## Work to be completed
What lines of the data below include the word "collective"? Report them by copying each.

════════════════════

PR #12079, opened 2026-03-12
Simplify GPU quantile merge path scan

RAMitchell:
This simplifies `MergePath` in the GPU quantile sketch merge.

`merge_by_key` now writes the `(x_step, y_step)` tuples consumed by `exclusive_scan_by_key` directly, instead of first materializing a source indicator and then transforming that indicator into scan input.

Behavior is unchanged. The goal here is to make the merge-path data flow more direct and remove some intermediate bookkeeping in the current implementation. This is a small cleanup only, not the larger future change to the reduction algebra.

**Testing**
- `conda run -n xgboost cmake --build build -j35 --target xgboost testxgboost`
- `./build/testxgboost --gtest_filter='Quantile.*:GPUQuantile.*:MGPUQuantileTest.*:IterativeDMatrix.GPUQuantile*:ExtMemQuantileDMatrix/ExtMemQuantileDMatrixGpu.*'`\n\n30 tests passed, 4 `MGPUQuantileTest` cases skipped due to missing federated/NCCL support in this build.

### DIFF
--- a/src/common/quantile.cu
+++ b/src/common/quantile.cu
@@ -113,13 +113,22 @@ void CopyTo(Span<T> out, Span<U> src) {
 XGBOOST_DEVICE thrust::tuple<uint64_t, uint64_t> MergePartition(Span<SketchEntry const> x,
                                                                 Span<SketchEntry const> y,
                                                                 uint64_t k) {
+  // Find the merge partition for the k-th output within one column.  The merged prefix of
+  // length k contains i entries from x and j entries from y, where k = i + j.
   auto m = static_cast<uint64_t>(x.size());
   auto n = static_cast<uint64_t>(y.size());
+  // Search for i inside the valid merge-partition range.  low/high clamp the partition so
+  // j = k - i always stays within [0, n].
   auto low = k > n ? k - n : 0ul;
   auto high = std::min(k, m);
   auto candidate_it = thrust::make_counting_iterator<uint64_t>(low);
   auto need_more_x = dh::MakeTransformIterator<bool>(candidate_it, [=] __device__(uint64_t i) {
+    // j is the number of elements taken from y when the partition takes i from x.
     auto j = k - i;
+    // Move the boundary right while the last candidate from y still sorts ahead of the
+    // next candidate from x.  The first false value is the first valid merge boundary.
+    // j > 0: there is a left-hand candidate in y.
+    // i < m: there is a right-hand candidate in x.
     return j > 0 && i < m && y[j - 1].value >= x[i].value;
   });
   auto partition_it = thrust::lower_bound(thrust::seq, need_more_x, need_more_x + (high - low + 1),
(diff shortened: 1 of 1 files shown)


RAMitchell:
Copilot found an issue in the previous implementation where reinterpret_cast from a tuple to sketch element is incorrect because they are not aligned the same. I may have to add a temporary buffer for correctness.

RAMitchell:
I rewrote it to remove the issue.

Also I had codex look for similar bugs in xgboost:

Findings

I found two places where reinterpret_cast relies on size but does not prove alignment.

First, in_memory_handler reinterprets std::string storage as typed arrays during allreduce. &buffer->front() is passed into Accumulate, and then cast to int32_t*, int64_t*, float*, double*, etc., without any alignment check:

https://github.com/dmlc/xgboost/blob/master/src/collective/in_memory_handler.cc#L80
https://github.com/dmlc/xgboost/blob/master/src/collective/in_memory_handler.cc#L143-L163
That looks like real UB. std::string gives contiguous byte storage, but it does not guarantee alignment suitable for arbitrary typed loads/stores. This code also divides by sizeof(T) but does not assert bytes % sizeof(T) == 0.

Second, the distributed GPU sketch merge path reconstructs Span<SketchEntry> from an int8_t allgather buffer without checking either segment-size divisibility or pointer alignment:

https://github.com/dmlc/xgboost/blob/master/src/common/quantile.cu#L487-L489
This code uses length_as_bytes / sizeof(SketchEntry) but does not check:

length_as_bytes % sizeof(SketchEntry) == 0
reinterpret_cast<uintptr_t>(raw.data()) % alignof(SketchEntry) == 0
There is already a safer pattern for the equivalent CPU-side deserialization path, which does perform an explicit alignment check before the cast:

https://github.com/dmlc/xgboost/blob/master/src/common/quantile.cc#L153-L155

trivialfis:
CUDA memory allocator has implicit alignment guarantee, unaligned access will result into access error. You can be explicit about it, which is good, but it's not necessarily a critical bug to assume the default alignment.

src/common/quantile.cu
```diff
@@ -112,151 +110,87 @@ void CopyTo(Span<T> out, Span<U> src) {
...
-  return merge_path;
+XGBOOST_DEVICE thrust::tuple<uint64_t, uint64_t> MergePartition(Span<SketchEntry const> x,
+                                                                Span<SketchEntry const> y,
+                                                                uint64_t k) {
+  auto m = static_cast<uint64_t>(x.size());
+  auto n = static_cast<uint64_t>(y.size());
+  auto low = k > n ? k - n : 0ul;
+  auto high = std::min(k, m);
+  auto candidate_it = thrust::make_counting_iterator<uint64_t>(low);
+  auto need_more_x = dh::MakeTransformIterator<bool>(candidate_it, [=] __device__(uint64_t i) {
```
trivialfis, line 125: It would be great if you could add some comments to these conditions `j > 0 && i < m`, along with some (now removed) old comments. It takes effort to wrap my head around what's happening here.

RAMitchell: I've added a bit more here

════════════════════

## Result of this exercise
https://github.com/dmlc/xgboost/blob/master/src/collective/in_memory_handler.cc#L80
https://github.com/dmlc/xgboost/blob/master/src/collective/in_memory_handler.cc#L143-L163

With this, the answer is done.